┏━━

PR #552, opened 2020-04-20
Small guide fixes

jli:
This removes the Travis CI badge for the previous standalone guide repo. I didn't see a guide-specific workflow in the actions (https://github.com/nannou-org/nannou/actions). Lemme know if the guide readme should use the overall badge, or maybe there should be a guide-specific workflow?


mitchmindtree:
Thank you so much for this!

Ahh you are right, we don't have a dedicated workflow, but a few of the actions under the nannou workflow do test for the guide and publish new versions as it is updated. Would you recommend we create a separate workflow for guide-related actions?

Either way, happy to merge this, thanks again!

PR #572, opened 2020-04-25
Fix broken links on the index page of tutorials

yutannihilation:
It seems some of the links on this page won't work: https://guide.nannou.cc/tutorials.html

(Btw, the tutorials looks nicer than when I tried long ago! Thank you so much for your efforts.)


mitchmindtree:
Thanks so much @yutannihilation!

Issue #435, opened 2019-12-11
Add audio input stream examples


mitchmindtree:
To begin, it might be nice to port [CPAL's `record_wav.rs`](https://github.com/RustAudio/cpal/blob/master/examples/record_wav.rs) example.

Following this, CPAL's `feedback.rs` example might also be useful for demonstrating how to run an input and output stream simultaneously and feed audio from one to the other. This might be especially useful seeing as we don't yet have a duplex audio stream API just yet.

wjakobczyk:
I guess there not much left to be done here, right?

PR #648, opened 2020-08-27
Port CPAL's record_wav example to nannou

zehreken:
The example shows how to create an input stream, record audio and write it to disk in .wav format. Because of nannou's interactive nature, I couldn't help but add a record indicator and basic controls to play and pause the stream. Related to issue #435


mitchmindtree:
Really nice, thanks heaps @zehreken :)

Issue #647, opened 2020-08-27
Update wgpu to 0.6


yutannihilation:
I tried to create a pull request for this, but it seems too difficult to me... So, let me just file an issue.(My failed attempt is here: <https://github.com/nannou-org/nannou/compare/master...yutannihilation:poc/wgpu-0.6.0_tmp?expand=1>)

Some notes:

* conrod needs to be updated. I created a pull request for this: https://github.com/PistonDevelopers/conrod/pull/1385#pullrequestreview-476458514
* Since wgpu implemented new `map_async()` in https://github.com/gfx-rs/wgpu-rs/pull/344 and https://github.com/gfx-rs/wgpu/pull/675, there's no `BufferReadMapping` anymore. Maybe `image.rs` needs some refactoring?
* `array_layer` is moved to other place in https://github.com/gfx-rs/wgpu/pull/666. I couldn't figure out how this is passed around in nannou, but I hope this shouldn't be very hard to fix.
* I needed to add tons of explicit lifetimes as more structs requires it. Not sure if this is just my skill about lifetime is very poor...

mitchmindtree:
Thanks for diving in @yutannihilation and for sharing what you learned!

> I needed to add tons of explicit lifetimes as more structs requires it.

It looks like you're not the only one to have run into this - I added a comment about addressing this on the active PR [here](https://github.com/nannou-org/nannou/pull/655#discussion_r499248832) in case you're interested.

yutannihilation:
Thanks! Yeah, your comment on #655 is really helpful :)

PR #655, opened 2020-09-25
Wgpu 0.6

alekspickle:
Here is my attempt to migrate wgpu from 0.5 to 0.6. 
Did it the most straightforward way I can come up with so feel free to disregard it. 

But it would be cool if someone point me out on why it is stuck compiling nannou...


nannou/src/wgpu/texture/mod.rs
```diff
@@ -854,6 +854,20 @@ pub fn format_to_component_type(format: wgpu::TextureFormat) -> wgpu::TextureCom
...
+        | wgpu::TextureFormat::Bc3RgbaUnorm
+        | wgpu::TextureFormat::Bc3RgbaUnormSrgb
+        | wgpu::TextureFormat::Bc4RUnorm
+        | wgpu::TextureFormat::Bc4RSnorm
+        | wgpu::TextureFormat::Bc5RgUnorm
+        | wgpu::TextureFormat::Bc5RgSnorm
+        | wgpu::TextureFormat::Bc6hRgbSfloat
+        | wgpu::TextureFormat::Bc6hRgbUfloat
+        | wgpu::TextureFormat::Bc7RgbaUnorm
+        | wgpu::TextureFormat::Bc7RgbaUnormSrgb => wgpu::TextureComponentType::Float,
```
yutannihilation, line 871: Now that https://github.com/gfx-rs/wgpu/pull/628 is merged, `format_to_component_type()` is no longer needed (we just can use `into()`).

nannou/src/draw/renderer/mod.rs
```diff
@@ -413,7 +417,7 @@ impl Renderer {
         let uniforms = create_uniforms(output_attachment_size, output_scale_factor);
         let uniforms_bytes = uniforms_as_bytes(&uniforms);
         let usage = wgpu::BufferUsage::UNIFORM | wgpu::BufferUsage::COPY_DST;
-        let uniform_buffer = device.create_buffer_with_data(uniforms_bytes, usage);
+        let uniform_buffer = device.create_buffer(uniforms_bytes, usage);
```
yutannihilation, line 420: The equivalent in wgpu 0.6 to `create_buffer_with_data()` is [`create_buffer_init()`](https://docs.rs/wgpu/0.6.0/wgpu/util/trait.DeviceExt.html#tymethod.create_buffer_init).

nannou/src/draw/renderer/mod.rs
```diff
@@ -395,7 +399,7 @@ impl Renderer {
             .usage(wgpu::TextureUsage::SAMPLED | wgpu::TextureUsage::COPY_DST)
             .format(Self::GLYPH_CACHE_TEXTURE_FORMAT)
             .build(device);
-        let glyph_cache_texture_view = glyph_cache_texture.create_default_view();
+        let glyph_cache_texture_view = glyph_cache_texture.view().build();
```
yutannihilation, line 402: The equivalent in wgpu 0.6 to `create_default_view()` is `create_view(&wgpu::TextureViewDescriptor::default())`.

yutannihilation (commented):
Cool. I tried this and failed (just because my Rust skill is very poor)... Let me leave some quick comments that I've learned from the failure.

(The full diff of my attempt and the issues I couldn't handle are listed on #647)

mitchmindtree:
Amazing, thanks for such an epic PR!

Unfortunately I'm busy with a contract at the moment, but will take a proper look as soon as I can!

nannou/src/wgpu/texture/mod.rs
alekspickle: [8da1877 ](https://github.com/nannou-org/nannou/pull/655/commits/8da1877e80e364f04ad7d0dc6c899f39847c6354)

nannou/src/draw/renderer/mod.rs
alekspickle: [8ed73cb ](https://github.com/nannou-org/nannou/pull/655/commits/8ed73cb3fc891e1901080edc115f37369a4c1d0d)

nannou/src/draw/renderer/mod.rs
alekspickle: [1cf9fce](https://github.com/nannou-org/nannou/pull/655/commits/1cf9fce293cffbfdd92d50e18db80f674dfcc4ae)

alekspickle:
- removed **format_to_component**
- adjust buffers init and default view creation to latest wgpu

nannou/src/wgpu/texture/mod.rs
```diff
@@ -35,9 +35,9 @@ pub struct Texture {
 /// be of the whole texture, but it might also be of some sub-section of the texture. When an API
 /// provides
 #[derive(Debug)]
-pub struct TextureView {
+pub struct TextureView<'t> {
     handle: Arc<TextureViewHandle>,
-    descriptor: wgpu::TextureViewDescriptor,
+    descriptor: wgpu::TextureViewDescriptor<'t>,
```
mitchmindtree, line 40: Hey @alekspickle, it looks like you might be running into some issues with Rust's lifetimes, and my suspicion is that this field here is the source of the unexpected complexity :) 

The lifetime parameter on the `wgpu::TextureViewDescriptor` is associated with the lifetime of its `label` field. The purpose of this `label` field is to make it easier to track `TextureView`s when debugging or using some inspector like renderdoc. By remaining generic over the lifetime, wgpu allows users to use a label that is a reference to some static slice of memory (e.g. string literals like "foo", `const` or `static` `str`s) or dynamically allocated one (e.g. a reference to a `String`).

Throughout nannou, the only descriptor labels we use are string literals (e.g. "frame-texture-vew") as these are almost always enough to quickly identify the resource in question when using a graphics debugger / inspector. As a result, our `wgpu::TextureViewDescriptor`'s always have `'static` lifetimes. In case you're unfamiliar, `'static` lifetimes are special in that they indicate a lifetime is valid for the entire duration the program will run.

┗━━

#### Task:
Write the entries out again exactly.

#### Answer to the problem:
PR #552, opened 2020-04-20
Small guide fixes

jli:
This removes the Travis CI badge for the previous standalone guide repo. I didn't see a guide-specific workflow in the actions (https://github.com/nannou-org/nannou/actions). Lemme know if the guide readme should use the overall badge, or maybe there should be a guide-specific workflow?


mitchmindtree:
Thank you so much for this!

Ahh you are right, we don't have a dedicated workflow, but a few of the actions under the nannou workflow do test for the guide and publish new versions as it is updated. Would you recommend we create a separate workflow for guide-related actions?

Either way, happy to merge this, thanks again!

PR #572, opened 2020-04-25
Fix broken links on the index page of tutorials

yutannihilation:
It seems some of the links on this page won't work: https://guide.nannou.cc/tutorials.html

(Btw, the tutorials looks nicer than when I tried long ago! Thank you so much for your efforts.)


mitchmindtree:
Thanks so much @yutannihilation!

Issue #435, opened 2019-12-11
Add audio input stream examples


mitchmindtree:
To begin, it might be nice to port [CPAL's `record_wav.rs`](https://github.com/RustAudio/cpal/blob/master/examples/record_wav.rs) example.

Following this, CPAL's `feedback.rs` example might also be useful for demonstrating how to run an input and output stream simultaneously and feed audio from one to the other. This might be especially useful seeing as we don't yet have a duplex audio stream API just yet.

wjakobczyk:
I guess there not much left to be done here, right?

PR #648, opened 2020-08-27
Port CPAL's record_wav example to nannou

zehreken:
The example shows how to create an input stream, record audio and write it to disk in .wav format. Because of nannou's interactive nature, I couldn't help but add a record indicator and basic controls to play and pause the stream. Related to issue #435


mitchmindtree:
Really nice, thanks heaps @zehreken :)

Issue #647, opened 2020-08-27
Update wgpu to 0.6


yutannihilation:
I tried to create a pull request for this, but it seems too difficult to me... So, let me just file an issue.(My failed attempt is here: <https://github.com/nannou-org/nannou/compare/master...yutannihilation:poc/wgpu-0.6.0_tmp?expand=1>)

Some notes:

* conrod needs to be updated. I created a pull request for this: https://github.com/PistonDevelopers/conrod/pull/1385#pullrequestreview-476458514
* Since wgpu implemented new `map_async()` in https://github.com/gfx-rs/wgpu-rs/pull/344 and https://github.com/gfx-rs/wgpu/pull/675, there's no `BufferReadMapping` anymore. Maybe `image.rs` needs some refactoring?
* `array_layer` is moved to other place in https://github.com/gfx-rs/wgpu/pull/666. I couldn't figure out how this is passed around in nannou, but I hope this shouldn't be very hard to fix.
* I needed to add tons of explicit lifetimes as more structs requires it. Not sure if this is just my skill about lifetime is very poor...

mitchmindtree:
Thanks for diving in @yutannihilation and for sharing what you learned!

> I needed to add tons of explicit lifetimes as more structs requires it.

It looks like you're not the only one to have run into this - I added a comment about addressing this on the active PR [here](https://github.com/nannou-org/nannou/pull/655#discussion_r499248832) in case you're interested.

yutannihilation:
Thanks! Yeah, your comment on #655 is really helpful :)

PR #655, opened 2020-09-25
Wgpu 0.6

alekspickle:
Here is my attempt to migrate wgpu from 0.5 to 0.6. 
Did it the most straightforward way I can come up with so feel free to disregard it. 

But it would be cool if someone point me out on why it is stuck compiling nannou...


nannou/src/wgpu/texture/mod.rs
```diff
@@ -854,6 +854,20 @@ pub fn format_to_component_type(format: wgpu::TextureFormat) -> wgpu::TextureCom
...
+        | wgpu::TextureFormat::Bc3RgbaUnorm
+        | wgpu::TextureFormat::Bc3RgbaUnormSrgb
+        | wgpu::TextureFormat::Bc4RUnorm
+        | wgpu::TextureFormat::Bc4RSnorm
+        | wgpu::TextureFormat::Bc5RgUnorm
+        | wgpu::TextureFormat::Bc5RgSnorm
+        | wgpu::TextureFormat::Bc6hRgbSfloat
+        | wgpu::TextureFormat::Bc6hRgbUfloat
+        | wgpu::TextureFormat::Bc7RgbaUnorm
+        | wgpu::TextureFormat::Bc7RgbaUnormSrgb => wgpu::TextureComponentType::Float,
```
yutannihilation, line 871: Now that https://github.com/gfx-rs/wgpu/pull/628 is merged, `format_to_component_type()` is no longer needed (we just can use `into()`).

nannou/src/draw/renderer/mod.rs
```diff
@@ -413,7 +417,7 @@ impl Renderer {
         let uniforms = create_uniforms(output_attachment_size, output_scale_factor);
         let uniforms_bytes = uniforms_as_bytes(&uniforms);
         let usage = wgpu::BufferUsage::UNIFORM | wgpu::BufferUsage::COPY_DST;
-        let uniform_buffer = device.create_buffer_with_data(uniforms_bytes, usage);
+        let uniform_buffer = device.create_buffer(uniforms_bytes, usage);
```
yutannihilation, line 420: The equivalent in wgpu 0.6 to `create_buffer_with_data()` is [`create_buffer_init()`](https://docs.rs/wgpu/0.6.0/wgpu/util/trait.DeviceExt.html#tymethod.create_buffer_init).

nannou/src/draw/renderer/mod.rs
```diff
@@ -395,7 +399,7 @@ impl Renderer {
             .usage(wgpu::TextureUsage::SAMPLED | wgpu::TextureUsage::COPY_DST)
             .format(Self::GLYPH_CACHE_TEXTURE_FORMAT)
             .build(device);
-        let glyph_cache_texture_view = glyph_cache_texture.create_default_view();
+        let glyph_cache_texture_view = glyph_cache_texture.view().build();
```
yutannihilation, line 402: The equivalent in wgpu 0.6 to `create_default_view()` is `create_view(&wgpu::TextureViewDescriptor::default())`.

yutannihilation (commented):
Cool. I tried this and failed (just because my Rust skill is very poor)... Let me leave some quick comments that I've learned from the failure.

(The full diff of my attempt and the issues I couldn't handle are listed on #647)

mitchmindtree:
Amazing, thanks for such an epic PR!

Unfortunately I'm busy with a contract at the moment, but will take a proper look as soon as I can!

nannou/src/wgpu/texture/mod.rs
alekspickle: [8da1877 ](https://github.com/nannou-org/nannou/pull/655/commits/8da1877e80e364f04ad7d0dc6c899f39847c6354)

nannou/src/draw/renderer/mod.rs
alekspickle: [8ed73cb ](https://github.com/nannou-org/nannou/pull/655/commits/8ed73cb3fc891e1901080edc115f37369a4c1d0d)

nannou/src/draw/renderer/mod.rs
alekspickle: [1cf9fce](https://github.com/nannou-org/nannou/pull/655/commits/1cf9fce293cffbfdd92d50e18db80f674dfcc4ae)

alekspickle:
- removed **format_to_component**
- adjust buffers init and default view creation to latest wgpu

nannou/src/wgpu/texture/mod.rs
```diff
@@ -35,9 +35,9 @@ pub struct Texture {
 /// be of the whole texture, but it might also be of some sub-section of the texture. When an API
 /// provides
 #[derive(Debug)]
-pub struct TextureView {
+pub struct TextureView<'t> {
     handle: Arc<TextureViewHandle>,
-    descriptor: wgpu::TextureViewDescriptor,
+    descriptor: wgpu::TextureViewDescriptor<'t>,
```
mitchmindtree, line 40: Hey @alekspickle, it looks like you might be running into some issues with Rust's lifetimes, and my suspicion is that this field here is the source of the unexpected complexity :) 

The lifetime parameter on the `wgpu::TextureViewDescriptor` is associated with the lifetime of its `label` field. The purpose of this `label` field is to make it easier to track `TextureView`s when debugging or using some inspector like renderdoc. By remaining generic over the lifetime, wgpu allows users to use a label that is a reference to some static slice of memory (e.g. string literals like "foo", `const` or `static` `str`s) or dynamically allocated one (e.g. a reference to a `String`).

Throughout nannou, the only descriptor labels we use are string literals (e.g. "frame-texture-vew") as these are almost always enough to quickly identify the resource in question when using a graphics debugger / inspector. As a result, our `wgpu::TextureViewDescriptor`'s always have `'static` lifetimes. In case you're unfamiliar, `'static` lifetimes are special in that they indicate a lifetime is valid for the entire duration the program will run.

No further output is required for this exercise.